## Task to carry out
Copy out exactly the lines below that run from the one holding "Has this issue come up in practice?" to the one holding "The name comparison", keeping both of those lines and no others.

[Dataset excerpts Boundary: Start]

PR #300, opened 2017-11-22
origin host check should be case insensitive

ddollar:
According to [RFC 4343](https://tools.ietf.org/html/rfc4343) DNS hostnames should be case insensitive. This modifies the `checkSameOrigin()` helper to compare hosts without case sensitivity.

### DIFF
--- a/server.go
+++ b/server.go
@@ -76,7 +76,7 @@ func checkSameOrigin(r *http.Request) bool {
 	if err != nil {
 		return false
 	}
-	return strings.ToLower(u.Host) == strings.ToLower(r.Host)
+	return equalASCIIFold(u.Host, r.Host)
 }
 
 func (u *Upgrader) selectSubprotocol(r *http.Request, responseHeader http.Header) string {
--- a/server.go
+++ b/server.go
@@ -76,7 +76,7 @@ func checkSameOrigin(r *http.Request) bool {
 	if err != nil {
 		return false
 	}
-	return strings.EqualFold(u.Host, r.Host)
+	return strings.ToLower(u.Host) == strings.ToLower(r.Host)
 }
 
 func (u *Upgrader) selectSubprotocol(r *http.Request, responseHeader http.Header) string {
--- a/server.go
+++ b/server.go
@@ -76,7 +76,7 @@ func checkSameOrigin(r *http.Request) bool {
 	if err != nil {
 		return false
 	}
-	return u.Host == r.Host
+	return strings.EqualFold(u.Host, r.Host)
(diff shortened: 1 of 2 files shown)


garyburd:
Has this issue come up in practice?

The linked RFC does not say that Unicode case-folding applies to hostname comparisons.  Please provide more background on hostname comparisons.

elithrar:
A HTTP Origin is also not a DNS hostname, to nitpick. What does the latest
72xxx HTTP (or CORS) standard say with respect to that?

It may be the same, but we should be cautious about these kind of changes.

(I’m not at a computer but will check this weekend)

ddollar:
Yes this came up in practice. AWS ELBs by default show their host names with uppercase characters. Spent a while tracking down the bad origin errror.

garyburd:
Are you saying that the ELB converts the Host header sent by the client to uppercase?

ddollar:
If you use the x/net websocket library as a client starting with a hostname that contains uppercase characters (such as provided by AWS as the hostname of an ELB) then you would end up with an unexpected Origin mismatch.

https://github.com/golang/net/blob/master/websocket/hybi.go#L419

garyburd:
re x/net/websocket:

- Because the x/net/websocket implementation of the protocol is incomplete, the x/net/websocket package does not interoperate with the Gorilla package in some scenarios. 
-  Because the Origin header is not required in typical uses of the x/net/websocket package, the package should not force the use of the header in the WebSocket handshake.

re hostname comparisons:

RFC 4343 says that ASCII case folding should be used when comparing hostnames in DNS. 

Internationalized Domain Names are encoded to ASCII at a layer above DNS. RFC 3491 (nameprep) describes how to prepare Internationalized Domain Names for comparision.

The name comparison in checkSameOrigin should use nameprep, but I don't want to add a dependency on a nameprep package.

The comparison used in checkSameOrigin should be safe with regards to nameprep: if equal(s, t) is true, then nameprep(s) == nameprep(t).

The comparison s == t is safe, but overly restrictive.

The comparison [equalASCIIFold(s, t)](https://github.com/gorilla/websocket/blob/23059f29570f0e13fca80ef6aea0f04c11daaa4d/util.go#L132) is also safe and may solve your problem.  I will accept a PR with this change.

I have not dug into nameprep far enough to determine if strings.EqualsFold(s, t) is safe. I will appreciate some help from somebody with knowledge in this domain.

ddollar:
Made that change, anything else needed here?

ddollar:
Thanks!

[Dataset excerpts Boundary: End]

## Result
Has this issue come up in practice?

The linked RFC does not say that Unicode case-folding applies to hostname comparisons.  Please provide more background on hostname comparisons.

elithrar:
A HTTP Origin is also not a DNS hostname, to nitpick. What does the latest
72xxx HTTP (or CORS) standard say with respect to that?

It may be the same, but we should be cautious about these kind of changes.

(I’m not at a computer but will check this weekend)

ddollar:
Yes this came up in practice. AWS ELBs by default show their host names with uppercase characters. Spent a while tracking down the bad origin errror.

garyburd:
Are you saying that the ELB converts the Host header sent by the client to uppercase?

ddollar:
If you use the x/net websocket library as a client starting with a hostname that contains uppercase characters (such as provided by AWS as the hostname of an ELB) then you would end up with an unexpected Origin mismatch.

https://github.com/golang/net/blob/master/websocket/hybi.go#L419

garyburd:
re x/net/websocket:

- Because the x/net/websocket implementation of the protocol is incomplete, the x/net/websocket package does not interoperate with the Gorilla package in some scenarios. 
-  Because the Origin header is not required in typical uses of the x/net/websocket package, the package should not force the use of the header in the WebSocket handshake.

re hostname comparisons:

RFC 4343 says that ASCII case folding should be used when comparing hostnames in DNS. 

Internationalized Domain Names are encoded to ASCII at a layer above DNS. RFC 3491 (nameprep) describes how to prepare Internationalized Domain Names for comparision.

The name comparison in checkSameOrigin should use nameprep, but I don't want to add a dependency on a nameprep package.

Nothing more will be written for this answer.